About development plans
The branch 2.0.x is now frozen, new features will no longer be there, only bug fixes and regular releases with these bug fixes themselves. The closest one is appointed after 1 month, then after that, either again by the hour with an interval of 1-2 months (if enough corrections accumulate), or as it accumulates.
All new features from here will be added to the trunk, the next version is 2.1.1. For him, the release date has not yet been scheduled. But a number of features are already in active development, so you can tease right now. We are already searching for substrings (* word *), and not just at the beginning of a word (word *), using dict = keywords. It is possible (possible) to add support for masks (wildcards) for the same occasion. We are working on an interesting improvement for clusters with a bunch of agents, so that requests are sent to them in parallel (now it is still serialized). Plus, secret work is underway to fix the well-known library and improve support for Russian morphology.
Pro releases
Features with features, in addition to them, we again shook the internal processes of testing, assembling and rolling out releases. It seems to have been shaken up, so the next version, 2.0.3-release will not be downloaded as usual, “when it is ready” - but after the call, after 1 month, in mid-December 2011. If your boss doesn’t tell you to install a version without such a tag, He will be in a month.
You can also tell him that the current tag is, in fact, not beta, and even rc at all. In a sense, there are no known major and serious bugs in 2.0.2-beta at the time of release. For the previously existing test functionality, it has traditionally only become more, so for “just searching” it should be more stable than it was. Therefore, in principle, it could be called the Release Candidate, but I decided not to complicate the set of tags.
We added some new features again, and the policy is such that in this case the Release tag is delayed until, in addition to our internal testing, the version is not tested by live people from the community. So take the new version, try, and
be sure to email us about the bugs , if you suddenly fall for some.
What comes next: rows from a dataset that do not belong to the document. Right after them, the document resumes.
PR #3820, opened 2020-02-06
websocket problems

somdoron:
solution: if msg is not shared or constant, mask the message in place


src/ws_address.cpp
```diff
@@ -67,13 +67,15 @@ zmq::ws_address_t::ws_address_t (const sockaddr *sa_, socklen_t sa_len_)
...
-    _path = std::string ("/");
+    _path = std::string ("");
 
     char hbuf[NI_MAXHOST];
     const int rc = getnameinfo (addr (), addrlen (), hbuf, sizeof (hbuf), NULL,
                                 0, NI_NUMERICHOST);
-    if (rc != 0)
-        _host = std::string ("localhost");
+    if (rc != 0) {
+        _host = std::string("localhost");
```
bluca: Space before bracket - formatting CI is complaining

PR #3823, opened 2020-02-09
problem: zeromq doesn't has a thread-safe peer to peer socket

somdoron:
Solution: a new socket type, called PEER. Very similar to SERVER, but can only connect to other PEERs. Also, a new zmq_connect_peer method, that connects and return a routing-id in a thread-safe and atomic operation.

I created this around two years ago for a crypto project that used NetMQ for the network protocol.

### DIFF
--- a/doc/zmq_connect_peer.txt
+++ b/doc/zmq_connect_peer.txt
@@ -1,0 +1,92 @@
+zmq_connect_peer(3)
+===================
+
+
+NAME
+----
+zmq_connect_peer - create outgoing connection from socket and return the connection routing id in thread-safe and atomic way.
+
+
+SYNOPSIS
+--------
+*uint32_t zmq_connect_peer (void '*socket', const char '*endpoint');*
+
+
+DESCRIPTION
+-----------
+The _zmq_connect_peer()_ function connects a 'ZMQ_PEER' socket to an 'endpoint' and then returns the endpoint 'routing_id'.
+
+The 'endpoint' is a string consisting of a 'transport'`://` followed by an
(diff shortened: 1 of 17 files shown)


doc/zmq_connect_peer.txt
```diff
@@ -0,0 +1,92 @@
...
+*ENOTSUP*::
+The socket is not of type 'ZMQ_PEER'.
+*EFAULT*::
+The 'ZMQ_IMMEDIATE' option is set on the socket.
+
+EXAMPLE
+-------
+.Connecting a peer socket to a TCP transport and sending a message
+----
+/* Create a ZMQ_SUB socket */
```
zedalaye: Shouldn't this be "Create a ZMQ_PEER socket" ?

doc/zmq_connect_peer.txt
```diff
@@ -0,0 +1,92 @@
...
+void *socket = zmq_socket (context, ZMQ_PEER);
+assert (socket);
+/* Connect it to the host server001, port 5555 using a TCP transport */
+uint32_t routing_id = zmq_connect (socket, "tcp://server001:5555");
```
zedalaye: Shouldn't this be "zmq_connect_peer(...)" ?

doc/zmq_connect_peer.txt
somdoron: yes, you are right. Want to make a pull request?

doc/zmq_connect_peer.txt
somdoron: you are right...

PR #3832, opened 2020-02-21
Fix unused-variable warning in perf/proxy_thr.cpp

stac47:
The PR fixed the unused-variable warning/error in perf/proxy_thr.cpp:
```
perf/proxy_thr.cpp: In function ‘int main(int, char**)’:
perf/proxy_thr.cpp:335:9: error: unused variable ‘rv’ [-Werror=unused-variable]
  335 |     int rv = zmq_ctx_set (context, ZMQ_IO_THREADS, 4);
      |         ^~
perf/proxy_thr.cpp:403:9: error: unused variable ‘rc’ [-Werror=unused-variable]
  403 |     int rc = zmq_ctx_term (context);
      |         ^~
```

### DIFF
--- a/perf/proxy_thr.cpp
+++ b/perf/proxy_thr.cpp
@@ -74,6 +74,14 @@
 #define TEST_ASSERT_SUCCESS_ERRNO(expr)                                        \
     test_assert_success_message_errno_helper (expr, NULL, #expr)
 
+// This macro is used to avoid-variable warning. If used with an expression,
+// the sizeof is not evaluated to avoid polluting the assembly code.
+#ifdef NDEBUG
+#define ASSERT_EXPR_SAFE(x) do { (void)sizeof(x);} while (0)
+#else
+#define ASSERT_EXPR_SAFE(x) assert(x)
+#endif
+
 
 static uint64_t message_count = 0;
 static size_t message_size = 0;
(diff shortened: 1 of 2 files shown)


perf/proxy_thr.cpp
```diff
@@ -74,6 +74,14 @@
 #define TEST_ASSERT_SUCCESS_ERRNO(expr)                                        \
     test_assert_success_message_errno_helper (expr, NULL, #expr)
 
+// This macro is used to avoid-variable warning. If used with an expression,
+// the sizeof is not evaluated to avoid polluting the assembly code.
+#ifdef NDEBUG
```
bluca: where is this coming from? we never define it, intentionally

stac47: Not sure to understand your question. We build libraries for production with the defined macro:

From `man 3 assert`:

> If  the  macro NDEBUG was defined at the moment <assert.h> was last included, the macro assert() generates no code, and hence does nothing at all.  Otherwise, the macro assert() prints an error message to standard error and terminates the program by calling abort(3) if expression is false (i.e., compares equal to zero).

bluca: You should not do that. You'll get in unrecoverable error states and get stuck there.

stac47: My point of view is different. When you deliver a "release" version of a product, it is of no help to the end-user to know it cored somewhere: the released version should handle smoothly the errors. To me, `assert` macro should be only used in the debug version of your product to fail fast and ease the development.
As written in `man asert`:
> The purpose of this macro is to help programmers find bugs in their programs.  The message "assertion failed in file foo.c, function do_bar(), line 1287" is of no help at all to a user.

bluca: I didn't express a point of view, I merely stated what's going to happen. What you do with that information is entirely up to you.

PR #3847, opened 2020-03-14
[WiP] Refactor protocol literals into constants

JSYoo5B:
Protcol string for PGM, EPGM and NORM is still represented in literal strings.

While changing literals into constants, I also applied conditional compile for them.  
Some code blocks didn't covered with conditional compile, and the others is using both PGM and NORM.  
I tried to change those code blocks as simple as possible, but some code blocks seems messy.

I want someone review and comment especially for following code blocks. (I've marked WiP just for review)
[Code block1](https://github.com/JSYoo5B/libzmq/blob/5a933a0/src/socket_base.cpp#L371-L385)
[Code block2](https://github.com/JSYoo5B/libzmq/blob/5a933a0/src/socket_base.cpp#L556-L563)
[Code block3](https://github.com/JSYoo5B/libzmq/blob/5a933a0/src/socket_base.cpp#L1038-L1046)

### DIFF
--- a/src/socket_base.cpp
+++ b/src/socket_base.cpp
@@ -369,14 +369,14 @@ int zmq::socket_base_t::check_protocol (const std::string &protocol_) const
     //  Specifically, multicast protocols can't be combined with
     //  bi-directional messaging patterns (socket types).
 #if defined ZMQ_HAVE_OPENPGM || defined ZMQ_HAVE_NORM
-    if ((false
-#ifdef ZMQ_HAVE_OPENPGM
-         || protocol_ == protocol_name::pgm || protocol_ == protocol_name::epgm
+#if defined ZMQ_HAVE_OPENPGM && defined ZMQ_HAVE_NORM
+    if ((protocol_ == protocol_name::pgm || protocol_ == protocol_name::epgm
+         || protocol_ == protocol_name::norm)
+#elif defined ZMQ_HAVE_OPENPGM
+    if ((protocol_ == protocol_name::pgm || protocol_ == protocol_name::epgm)
+#else // defined ZMQ_HAVE_NORM
+    if (protocol_ == protocol_name::norm
 #endif
-#ifdef ZMQ_HAVE_NORM
-         || protocol_ == protocol_name::norm
-#endif
-         || false)
         && options.type != ZMQ_PUB && options.type != ZMQ_SUB
         && options.type != ZMQ_XPUB && options.type != ZMQ_XSUB) {
         errno = ENOCOMPATPROTO;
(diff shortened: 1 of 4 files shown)


src/socket_base.cpp
```diff
@@ -546,7 +553,14 @@ int zmq::socket_base_t::bind (const char *endpoint_uri_)
         return rc;
     }
 
-    if (protocol == "pgm" || protocol == "epgm" || protocol == "norm") {
+    if (false
```
bluca: I'm a bit concerned about these kind of ifdefs - when it resolves to false || false won't some compilers or static analyzers flag them as tauthologies?

JSYoo5B: I am considering three other solution for this.

1. Make these protocol checking into inline function. ifdefs are handled in the function.
2. Split these condition checking codes for all ifdef cases
3. Do not cover ifdef for constants (protocol_name::pgm, epgm and norm) and keep previous ifdefs

What seems best solution for this problem?

bluca: I'm fine with making it more verbose and split the condition for ifdefs - it's just 2 or 3

JSYoo5B: Okay, I think second solution is better because it can improve conditional compile.

I'll fix and update.

JSYoo5B:
Added new commit to resolve previous ifdef tricks, rebased from master branch.

bluca:
there's a formatting problem

JSYoo5B:
Fixed formatting issue, ammended in last commit

bluca:
still errors:

```
--- a/src/socket_base.cpp
+++ b/src/socket_base.cpp
@@ -1038,17 +1038,16 @@ int zmq::socket_base_t::connect_internal (const char *endpoint_uri_)
     //  PGM does not support subscription forwarding; ask for all data to be
     //  sent to this pipe. (same for NORM, currently?)
 #if defined ZMQ_HAVE_OPENPGM && defined ZMQ_HAVE_NORM
-    const bool subscribe_to_all = protocol == protocol_name::pgm
-                                  || protocol == protocol_name::epgm
-                                  || protocol == protocol_name::norm
-                                  || protocol == protocol_name::udp;
+    const bool subscribe_to_all =
+      protocol == protocol_name::pgm || protocol == protocol_name::epgm
+      || protocol == protocol_name::norm || protocol == protocol_name::udp;
 #elif defined ZMQ_HAVE_OPENPGM
     const bool subscribe_to_all = protocol == protocol_name::pgm
                                   || protocol == protocol_name::epgm
                                   || protocol == protocol_name::udp;
 #elif defined ZMQ_HAVE_NORM
-    const bool subscribe_to_all = protocol == protocol_name::norm
-                                  || protocol == protocol_name::udp;
+    const bool subscribe_to_all =
+      protocol == protocol_name::norm || protocol == protocol_name::udp;
 #else
     const bool subscribe_to_all = protocol == protocol_name::udp;
 #endif
```

JSYoo5B:
I thought only tab->space problems. I just realized using clang-format.

clang-format patches applied.

PR #3855, opened 2020-03-31
WS and WSS should be optional as it requires additional libraries

Bart-PXL:
Suggestion to make WS and WSS fully optional including the necessary dependencies.


bluca:
This change breaks the build as you can see from the CI results, please fix it. Also please add a commit with a relicense statement https://github.com/zeromq/libzmq/blob/master/RELICENSE/README.md

grmt:
#3857 Probably satisfies this pull request

bluca:
Ok, closing then

PR #3857, opened 2020-04-06
add wss transport and fix tipc tests when building using cmake on linux

grmt:
bringing cmake up-to-par with autogen/configure experience.
triggered by interest in a wss transport running from browser
made GnuTLS default on as I see little reason to only use ws transport

This probably breaks windows build, as I only had V142 build environment and things did not work out


grmt:
hmm, I see this breaks some cmake builds where lib sodium is not installed

Issue #3858, opened 2020-04-06
Support zmq_msg_init_copy for convenience


gummif:
There are 3 ways to initialize `zmq_msg_t`:
1. Empty message
2. With initial size of uninitialized memory
3. Taking ownership/pointer to existing memory

One of the most common things done with ZeroMQ is constructing messages. A very common operation (textbook [example](https://www.oreilly.com/library/view/zeromq/9781449334437/ch01s04.html)) is to construct a message by copying data (especially for other language bindings). Without error checks it looks like so:
```c
zmq_msg_t m;
zmq_msg_init_size(&m, size);
memcpy(zmq_msg_data(&m), data, size);
```
if data can be null, then it becomes
```c
zmq_msg_t m;
zmq_msg_init_size(&m, size);
if (size)
    memcpy(zmq_msg_data(&m), data, size);
```
which are 3 function calls and 1 branch, excluding checks for errors.

May I suggest a 4th option to copy existing data `int zmq_msg_init_copy(zmq_msg_t *msg, const void *data, size_t size);`, used like so
```c
zmq_msg_t m;
zmq_msg_init_copy(&m, data, size);
```

If this is is well received I am willing to see how far I can go implementing it.

bluca:
That would be easily confused with zmq_msg_copy

gummif:
How about `zmq_msg_init_buffer`?

bluca:
sure that's fine, feel free to send a PR

PR #3860, opened 2020-04-08
Problem: boilerplate when init msg from data copy

gummif:
Solution: Add zmq_msg_init_buffer to construct
a message by copying memory from buffer.

See issue https://github.com/zeromq/libzmq/issues/3858

### DIFF
--- a/Makefile.am
+++ b/Makefile.am
@@ -450,6 +450,7 @@ test_apps = \
 	tests/test_sub_forward \
 	tests/test_invalid_rep \
 	tests/test_msg_flags \
+	tests/test_msg_ffn \
 	tests/test_msg_init \
 	tests/test_connect_resolve \
 	tests/test_immediate \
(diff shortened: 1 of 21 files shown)


bluca:
THis is a new API, so it must go in the DRAFT section of the header and in src/zmq_drafts.h. Also it's probably better to avoid renaming existing tests - people might have them on SKIP individually

tests/CMakeLists.txt
```diff
@@ -18,6 +18,7 @@ set(tests
   test_invalid_rep
   test_msg_flags
   test_msg_ffn
+  test_msg_init
```
bluca, line 21: needs to be in the DRAFT section

Makefile.am
```diff
@@ -451,6 +451,7 @@ test_apps = \
 	tests/test_invalid_rep \
 	tests/test_msg_flags \
 	tests/test_msg_ffn \
+	tests/test_msg_init \
```
bluca, line 454: needs to be in the draft section or it won't build

tests/CMakeLists.txt
gummif: fixed

PR #166, opened 2015-11-03
Crude PoC on how to use read model locators with MSSQL

rasmus:
This is merely to show how read model locators could be used with MSSQL. Don't merge it!


rasmus:
Prettier example found in #170

PR #170, opened 2015-11-09
More freedom when using MSSQL read models

### LINKED ISSUE #167: Remove enforced columns for MSSQL read store
The MSSQL read store should not enforce columns on read model tables, developers should be free to create any schema for their read models, similar to the Elasticsearch implementation.

rasmus:
Fixes #167


Source/EventFlow.MsSql.Tests/IntegrationTests/ReadStores/ReadModels/MsSqlThingyMessageReadModel.cs
```diff
@@ -0,0 +1,62 @@
...
+
+namespace EventFlow.MsSql.Tests.IntegrationTests.ReadStores.ReadModels
+{
+    [Table("ReadModel-ThingyMessage")]
+    public class MsSqlThingyMessageReadModel : IReadModel,
+        IAmReadModelFor<ThingyAggregate, ThingyId, ThingyMessageAddedEvent>
+    {
+        public string ThingyId { get; set; }
+
+        [MsSqlReadModelIdentityColumn]
```
JC008: Nice clean backwardly compatible zero impact solution to locating the key field :+1:

rasmus: Thanks, still needs work though.

JC008:
@ramus Is it possible to make the `ReadModelSqlGenerator` more usable for class inheritance by marking the sql dictionary members as `protected` and not `private`? Reason: I need to add custom recursive CTE queries as select sql for specific read models and would like to extend `ReadModelSqlGenerator` and use it with a specialized `IMssqlReadModelStore` implementation.

rasmus:
@JC008 If the changes aren't needed within the EventFlow read model update process, then I would recommend you to use aggregation instead of inheritance as It will give be more control. If the changes are required during the read model updates I would still recommend you to use aggregation and then apply it to EventFlow using the decorator interface. That way you will get some nice compile errors if new methods are added or changes are made to methods that you don't override.

Issue #165, opened 2015-10-31
SqlReadModel handling for aggregate collection data


JC008:
@rasmus How do you handle creating read models for the following scenario using the `MsSqlReadStore` (or any `SQL` based read store):

- the aggregate is a job order (e.g. repair something)
- the job order aggregate has line items in a collection
- line items may be *owned* by other line items 

The job aggregate read model is not an issue as it maps to the `IMsSqlReadModel` and handles events via `IAmReadModelFor<,,>` with SQL generated targeting the `AggregateId` field in the table by `EventFlow.ReadStores.MsSql.ReadModelSqlGenerator`. 

A `ReadModelSqlGenerator` cannot be registered on a specific read model, only a `IReadModelLocator` can and in this case the read model requires specific SQL to select the line item.

How are the line items handled?

rasmus:
@JC008 Just to make sure that I understand the scenario. The job order is the entity implemented as the aggregate root, and the line items are basically entities in a collection on the job order.

If that's the case, then you could implement the read model like you would normally would, then implement an `IReadModelLocator` that merely returns the ID of the specific line item. So if you have a set of entity instances like this:

* job order with ID `1`
* line item with ID `a` belongs to job order `1`
* line item with ID `b` belongs to job order `1`

then the `IReadModelLocator` would return `a` and `b` for the domain events that are specific for those line items.

If that fails, then implement the read model logic manually using the `ISubscribeSynchronousTo`<,,>` interface.

If that doesn't solve your problem, or you have a better idea, let me know.

JC008:
@rasmus Here is another scenario matching the shipping example.

Cargo (or PAX) is never shipped without a manifest, the details of what the cargo contains as well as its international classifications as well as width, height, weight, value etc + [export duty codes](https://en.wikipedia.org/wiki/Harmonized_System)  e.g.

* 001 - 10 boxes of bananas - 2kg / 200x200x300, store below 10C in dark - IATA code XYZ1
* 002 - 3 crates of high explosives - 20kg / 2000x1000x1000 - IATA code ABS1

To update the read model for an item in the event that the manifest changes, the `IReadModelLocator` will return the correct id for the manifest entry (e.g. `001` to update the babanas entry) but the SQL will be `SELECT * FROM CargoManifest WHERE AggregateId = 001` and will not find the item. 

This is a case where an `IIdentity` (e.g. CargoItemId) is used but links to a collection in an aggregate and the readstore only targets aggregates.

[...]

PR #179, opened 2015-12-05
Fix: See if there's a problem regarding multiple emits and read models

rasmus:
Related to the discussion in #165

### DIFF
--- a/Source/EventFlow.TestHelpers/Aggregates/Commands/ThingyImportCommand.cs
+++ b/Source/EventFlow.TestHelpers/Aggregates/Commands/ThingyImportCommand.cs
@@ -1,0 +1,71 @@
+﻿// The MIT License (MIT)
+// 
+// Copyright (c) 2015 Rasmus Mikkelsen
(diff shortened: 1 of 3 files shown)


JC008:
@rasmus My issue in #165 can be illustrated using the `ThingyMessageLocator` as example:

```c#
public class ThingyMessageLocator : IReadModelLocator
{
    public IEnumerable<string> GetReadModelIds(IDomainEvent domainEvent)
    {
        var messageAddedEvent = domainEvent as IDomainEvent<ThingyAggregate, ThingyId, ThingyMessageAddedEvent>;
        if (messageAddedEvent == null)
        {
            yield break;
        }

        // -> omitted by me - yield return messageAddedEvent.AggregateEvent.ThingyMessage.Id.Value;
    }
}
```

I missed that the locator **MUST** return a result.

rasmus:
@JC008 There was a bug, I fixed in #179

rasmus:
@JC008 Sorry, its fixed in #180

PR #187, opened 2016-01-22
Fix WrongExpectedVersionException issue

oliveiracdz:
Hi! 

The EventStore stream version is zero based index: -1.
The expected version is the previous version: -1 again.

It's my first PR, please sorry if i did something wrong...

Thank you! =)


rasmus:
@oliveiracdz No worries, its good to get it fixed. I haven't had enough focus on EventStore yet, so thanks for creating the PR.

Could you add a unit test (if possible) and update the release notes as well. I'll release EventFlow when this gets merged to get the bug fix out.

rasmus:
Fixed in #190, which is based on this PR.

PR #189, opened 2016-01-24
Wrong expected version in EventStoreEvent

rasmus:
Based on PR #187 from @oliveiracdz


rasmus:
@oliveiracdz I created a integration test and executed it locally. I'll merge this, create a release and close #187 

I'm struggling a bit with the automated tests in #190, but I'll see if I can get them stable so they become a part of the build process.

PR #190, opened 2016-01-24
Enable EventStore integration tests

rasmus:
Automatically download and run a EventStore instance for the integration tests


rasmus:
This provides better testing for #187

rasmus:
Darn

rasmus:
Tests are unstable as they sometimes fail with this exception

`EventStore.ClientAPI.Exceptions.CommandNotExpectedException : Expected : ReadStreamEventsForwardCompleted. Actual : ReadStreamEventsForward`

I cannot reproduce it locally and it isn't the same test that fails.

rasmus:
It seems like the stability problems in the EventStore integration tests were due to TCP self connects. The simple solution was to use the same EventStore server for all integration tests

PR #196, opened 2016-01-31
Create EventFlow.Sql for generic SQL services

rasmus:
@JC008 I created this branch to implement the rename of `EventFlow,MsSql` and made changes that enables it to be used by e.g. SQLite in #150.


JC008:
@rasmus I have started on `EventFlow.SQLite' for #150 and need to check if the error codes in `SqlErrorRetryStrategy` are universal across ADO providers or if SQLite specific code must be used.

rasmus:
@JC008 I made it possible for SQLite to have its own retry strategy and configuration in the PR as I didn't think the error codes were common

rasmus:
@JC008 I you think this solution would work, then I'll get it done and get it to `develop`. Then, unless you are doing changes locally, I'll merge develop into the SQLite branch.

Source/EventFlow.Sql/Integrations/TableParameter.cs
```diff
@@ -31,7 +32,7 @@
 using Dapper;
 using Microsoft.SqlServer.Server;
```
JC008: Dependency on `Microsoft.SqlServer.Server` should not be allowed.

rasmus: @JC008 Very, very good point... Then I'll have to reintroduce the EventFlow.MsSql package once again and move the table parameter to that.

JC008:
@rasmus Maybe its worth while adding another level of abstraction now to enable implementations (for `ReadStores` and `EventStores`) with NoSQL and Cloud storage systems later (e.g. Azure table store)?

rasmus:
@JC008 I don't follow that abstraction would be? There's already implementations for Elasticsearch as a read store and EventStore as another event store and those don't rely on anything but the core EventFlow package and the specific client libraries.

JC008:
@rasmus OK - ignore that thought then - I have not worked with those implementations yet.

PR #198, opened 2016-02-10
Use TinyIoC instead of IL merge Autofac in core package

rasmus:
Well, the title says it all...

IL merge has proven troublesome in the past, so I'll try to get rid of it completely and the first step is to remove the dependency on Autofac from the core package.

This PR will see if its is indeed possible to get TinyIoC to work with EventFlow.

Note: The EventFlow.Autofac package will not be removed!


rasmus:
Not all required features are supported :cry:

Issue #205, opened 2016-02-23
Custom Hangfire Job Title?


ylbillyli:
I have been using the IJob and IJobScheduler to queue jobs on Hangfire, but couldn't get the Job Name displayed right on the hangfire dashboard even with the [DisplayName] attribute or overriding the ToString() method on the Job. Is this supported by EventFlow?

![image](https://cloud.githubusercontent.com/assets/13381578/13244758/b9e99a58-da43-11e5-8b7c-3e530282f757.png)

rasmus:
@ylbillyli You are right, that would be supported by EventFlow and I'll look into it.

rasmus:
@ylbillyli The #206 is now live in release v0.27.1765

ylbillyli:
Thx @rasmus I believe #206 will close this off

PR #206, opened 2016-02-23
Allow developers to control job display names in Hangfire

rasmus:
Developers can implement a custom `IJobDisplayNameBuilder` and control how a job display name is created.

@ylbillyli Would something like this work for #205?

### DIFF
--- a/RELEASE_NOTES.md
+++ b/RELEASE_NOTES.md
@@ -1,4 +1,10 @@
-### New in 0.26 (not released yet)
+### New in 0.27 (not released yet)
+
+ * New: Configure Hangfire job display names by implementing
+   `IJobDisplayNameBuilder`. The default implementation uses job name and
+   version.
+
+### New in 0.26.1714 (released 2016-02-20)
 
  * Breaking: Renamed `MssqlMigrationException` to `SqlMigrationException`
  * Breaking: Renamed `SqlErrorRetryStrategy` to `MsSqlErrorRetryStrategy`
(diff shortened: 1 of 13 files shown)


ylbillyli:
So we just have to implement the IJobDisplayNameBuilder and then can build the job name ourselves? Nice solution. In my own project, I have tried to create new IJobRunner interface myself with the DisplayName attribute and then replaced the IJobScheduler implementation to use my IJobRunner to get around. But would prefer to upgrade to this when it is available.

ylbillyli:
Ahh, one more problem, best if we could make `JobDisplayNameBuilder.GetDisplayNameAsync` generic to customise individual job name which then would be perfect.

something like 
`GetDisplayNameAsync<TJob>(TJob job, JobDefinition jobDefinition, CancellationToken cancellationToken )`

Which then I can build the job name using properties in job like 
`return $"{jobDefinition.Name} for Client {job.ClientId}"'

rasmus:
@ylbillyli Making it `GetDisplayNameAsync` generic would not make it easier as the service would still be resolved once as the generic isn't on the interface. Making the interface would force you to register a name build for every job and I would argue that this would be too cumbersome compared to simple implementing one.

The idea is, that `GetDisplayNameAsync` allows you to build whatever you would like to use for job names. The default will use the job definition name and version and thus providing a sensible default.

If you choose to implement your own, then you could inspect the job properties or select to simple do the convention that the job title is the `ToString()` of a job.

rasmus:
image

ylbillyli:
Cool. `GetDisplayNameAsync` takes the IJob. I wasn't sure that the overridden ToString() on the actual job can still be called even it is converted to the interface IJob inside `GetDisplayNameAsync`. Just now linqpad proved it does work! I agree yours would be one of the cleanest solution to my problem.

PR #230, opened 2016-06-20
Allow unhandled subscriber exceptions to be thrown

rasmus:
Sometimes unhandled subscribers exceptions should be allowed to propagate to the originating publisher of a command.


Source/EventFlow/Subscribers/DispatchToEventSubscribers.cs
```diff
@@ -83,8 +105,8 @@ private class SubscriberInfomation
             {
                 _log.Error(
                     exception,
-                    "Failed to dispatch to event handler {0}",
-                    handler.GetType().PrettyPrint());
+                    $"Failed to dispatch to event handler '{handler.GetType().PrettyPrint()}' for event '{domainEvent.EventType.PrettyPrint()}' due to unexpected exception!");
+                throw;
```
ylbillyli: How about save one try-catch overhead by doing it here:
```
if(_eventFlowConfiguration.ThrowSubscriberExceptions) throw else _log.debug(e, "swallowed");
```
Just a small suggestion, not sure if I am up-to-date with the code base, if you are doing an extra `try-catch` in `DomainEventPublisher` on purpose to make it neater, then I think that is also fair enough.

rasmus: @ylbillyli You are right. I was thinking that I wanted to preserve the previous logging behavior, but a cleaner codebase is more favorable

rasmus:
@ylbillyli I did some changes based on your comments. It cleaned it up a bit

ylbillyli:
@rasmus looks perfect to me

PR #231, opened 2016-06-21
Upgrade to Elasticsearch 2.x

rasmus:


rasmus:
Delete by query was deleted in 2.x https://www.elastic.co/blog/core-delete-by-query-is-a-plugin

PR #153, opened 2017-06-11
replace validate_* with datatypes

bastelfreak:

### DIFF
--- a/manifests/params.pp
+++ b/manifests/params.pp
@@ -47,7 +47,7 @@ class kafka::params {
   -Dcom.sun.management.jmxremote.ssl=false -Dcom.sun.management.jmxremote.port=9993'
   $consumer_log4j_opts = $broker_log4j_opts
 
-  $limit_nofile = '65536'
+  $limit_nofile = 65536
 
   $service_restart = true
 
--- a/manifests/params.pp
+++ b/manifests/params.pp
@@ -12,7 +12,7 @@ class kafka::params {
   # this is all only tested on Debian and RedHat
   # params gets included everywhere so we can do the validation here
   unless $facts['os']['family'] =~ /(RedHat|Debian)/ {
-    fail("${facts['os']['family']} is not supported")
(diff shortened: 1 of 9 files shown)


manifests/params.pp
```diff
@@ -8,6 +8,12 @@
 # It sets variables according to platform
 #
 class kafka::params {
+
+  # this is all only tested on Debian and RedHat
+  # params gets included everywhere so we can do the validation here
+  unless $facts['os']['family'] =~ /(RedHat|Debian)/ {
+    fail("${facts['os']['family']} is not supported")
+  }
```
hunner: We found that blocking other OSs caused issues because sometimes it WOULD work, just wasn't tested. Or it would be close so someone would take it the rest of the way. Is this going to be a standard?

alexjfisher: @bastelfreak Maybe we should change this to a warning?

types/url.pp
```diff
@@ -0,0 +1 @@
+type Kafka::Url = Pattern[/^(https?:\/\/)([\da-z\.-]+)\.([a-z\.]{2,6})(:[\d]{2,5})?(\/[\w \.-]*)*\/?$/]
```
igalic: doesn't stdlib have it's own Url type?

metadata.json
```diff
@@ -60,7 +60,7 @@
   "requirements": [
     {
       "name": "puppet",
-      "version_requirement": ">= 4.6.1 < 5.0.0"
+      "version_requirement": ">= 4.7.0 < 5.0.0"
```
igalic: time to bump this 6.0.0 ;)

manifests/params.pp
bastelfreak: yeah

metadata.json
bastelfreak: IMO we should bump after we test against 5.X. We already discovered some problems on our zabbix module.

Issue #143, opened 2017-05-10
Package-based installation creates useless directories


LionelCons:
When specifying a `$package_name`, `init.pp` still creates the useless directories `$package_dir`, and `$install_directory` as well as the `/opt/kafka` symlink.

All of these definitions are useless in an rpm based installation and should be moved inside the `if $package_name == undef` block.

PR #167, opened 2017-07-04
create $package_dir and $install_directory ony when needed

LionelCons:
This fixes https://github.com/voxpupuli/puppet-kafka/issues/143.


manifests/init.pp
```diff
@@ -176,10 +177,13 @@
       ],
       before          => File[$config_dir],
     }
+
```
bastelfreak: did you do the newlines on purpose?

LionelCons: Yes, symmetry and to get some breathing space inside the giant `if`.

In the morning in the newspaper, in the evening on the Internet In the morning in the bug tracker, in the evening in the trunk!
About the conference
In more detail and about everything new, and the correct use of the old, and, I hope, a lot of other things in the near future, you can not only read in rare blog posts, but also listen live at a
user conference . We arrange the second time, still free (I didn’t learn anything for the first time !!!), but now, for a change, it’s not Moscow, but
St. Petersburg, Sunday, December 4th . We kindly ask readers to register as much as possible in advance, please do not hesitate to write to writers and send us suggestions about reports and / or lightning talks.
Hello everyone, to the new releases and, I hope, live meetings at the conference.